Saved data entries
PR #2648, opened 2018-09-06
Fix ask anonymous users to login for order page

### LINKED ISSUE #2506: Prompt person to login if they use a link to an order and they are not logged in already.
## Description
If someone tries to access their order via a link of this format while logged out... https://staging1.openfood.com.au/orders/R244060841 ... they currently see an 'unauthorised' message. 
image
Instead of this, could we prompt them to login?

This is important for subscriptions, because a big part of susbcriptions is that customers are able to edit their subs. If they're logged out when they try to edit their sub order, they'll get this confusing and abrupt 'unauthorised' message.

When does this scenario occur?
The first subscription conf email that goes to subscription customers.
image
This only occurs when a shop allows customers to make changes to their order while the OC is open.

## Expected Behavior
The person is prompted to login. After logging in they're either a) taken to the order page if they're the right cusotmer or b) they see the unauthorised message again if it's not the right user for that order.

Alternatively I'd expect to see better messaging, like: 'unauthorised, please login to view this page'. 

## Actual Behavior
The person clicks the link. 
They see this:
image
If they do have the initiative to login, they'll then see the order page. But there's no clear messaging that they need to login.

## Steps to Reproduce
1. Setup a subscription in a shop which allows changes to be made
2. Open a subscription order and look at the email confirmation
3. Try to open that link in a browser window where you're not logged in.

## Context
It's a road block for customers who want to edit a sub order

## Bug Severity
s3

## Your Environment
PC Chrome, Staging1.

kristinalim:
#### What? Why?

Closes #2506

Subscription emails link to the order page if the order is associated with a user. But if the user is not yet logged in the OFN website and clicks on the link, they get an HTTP 401 (Unauthorized).

This redirects the user to the login page instead. After logging in, the user is redirected back to the order page for which they are now authorized to view.

This also adds automated tests for other scenarios for the order page.

#### What should we test?

As guest:

1. Place an order.
2. After that, you should be redirected to the order details page. It should load.
3. Load the URL in another window (same browser session). It should load.

As signed up user:

1. Place an order.
2. After that, you should be redirected to the order details page. It should load.
3. Load the URL in another window (same browser session). It should load.
4. Copy the URL.
5. Open the URL in a new browser session (through incognito window). This should redirect you to the login page.
6. Sign in as the user. This should redirect you to the order page, which should load.

#### Release notes

- Fix order page for anonymous users - The user is now redirected to the login page, then redirected back to the order page after login.

Changelog Category: Fixed

Authorization for the order page could have changed, so this might no longer be necessary or there could be a more straightforward solution.

### DIFF
--- a/spec/features/consumer/shopping/orders_spec.rb
+++ b/spec/features/consumer/shopping/orders_spec.rb
@@ -3,6 +3,79 @@ require 'spec_helper'
 feature "Order Management", js: true do
   include AuthenticationWorkflow
 
+  describe "viewing a completed order" do
+    let!(:distributor) { create(:distributor_enterprise) }
+    let!(:customer) { create(:customer, user: user, enterprise: distributor) }
+    let!(:order_cycle) { create(:simple_order_cycle, distributors: [distributor]) }
+
+    let!(:bill_address) { create(:address) }
+    let!(:ship_address) { create(:address) }
+    let!(:shipping_method) { create(:free_shipping_method, distributors: [distributor]) }
+
+    let!(:order) do
+      create(:order_with_credit_payment,
+        customer: customer,
+        user: user,
+        distributor: distributor,
+        order_cycle: order_cycle
+      )
+    end
+
+    before do
+      # For some reason, both bill_address and ship_address are not set
+      # automatically.
+      #
+      # Also, assigning the shipping_method to a ShippingMethod instance results
+      # in a SystemStackError.
+      order.update_attributes!(
+        bill_address: bill_address,
+        ship_address: ship_address,
+        shipping_method_id: shipping_method.id
+      )
+    end
+
+    context "when checking out as an anonymous guest" do
+      let(:user) { nil }
+
+      it "allows the user to see the details" do
+        # Cannot load the page without token
+        visit spree.order_path(order)
+        expect(page).to_not be_confirmed_order_page
+
+        # Can load the page with token
+        visit spree.order_path(order, token: order.token)
+        expect(page).to be_confirmed_order_page
+
+        # Can load the page even without the token, after loading the page with
+        # token.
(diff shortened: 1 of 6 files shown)


spec/features/consumer/shopping/orders_spec.rb
```diff
@@ -3,6 +3,79 @@
...
+      # For some reason, both bill_address and ship_address are not set
+      # automatically.
+      #
+      # Also, assigning the shipping_method to a ShippingMethod instance results
+      # in a SystemStackError.
+      order.update_attributes!(
+        bill_address: bill_address,
+        ship_address: ship_address,
+        shipping_method_id: shipping_method.id
+      )
```
luisramos0: why is this not done above like:

let!(:order) do
      create(:order_with_credit_payment,
        customer: customer,
        user: user,
        distributor: distributor,
        order_cycle: order_cycle
bill_address: bill_address,
        ship_address: ship_address,
        shipping_method_id: shipping_method.id
      )
    end

kristinalim: @luisramos0 The current state of `Spree::Order` and how the factories are set up it turns out do not allow that. Please see thread here: https://openfoodnetwork.slack.com/messages/C2GQ45KNU/convo/C2GQ45KNU-1536159429.000100/ That leads to `SystemStackError` `stack level too deep`.

luisramos0: ok, thanks. just asking, and learning :-)

mkllnk:

RachL:
All good :)

testing notes:
https://docs.google.com/document/d/1S8kjrVsu9Z4inXtu665O0pgt4yIXdTXiwiAVhp8-azc/edit#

EXERCISE BRIEF:
The exercise is to copy out every line above that has the word "like" in it.

THE ANSWER:
Alternatively I'd expect to see better messaging, like: 'unauthorised, please login to view this page'. 
luisramos0: why is this not done above like:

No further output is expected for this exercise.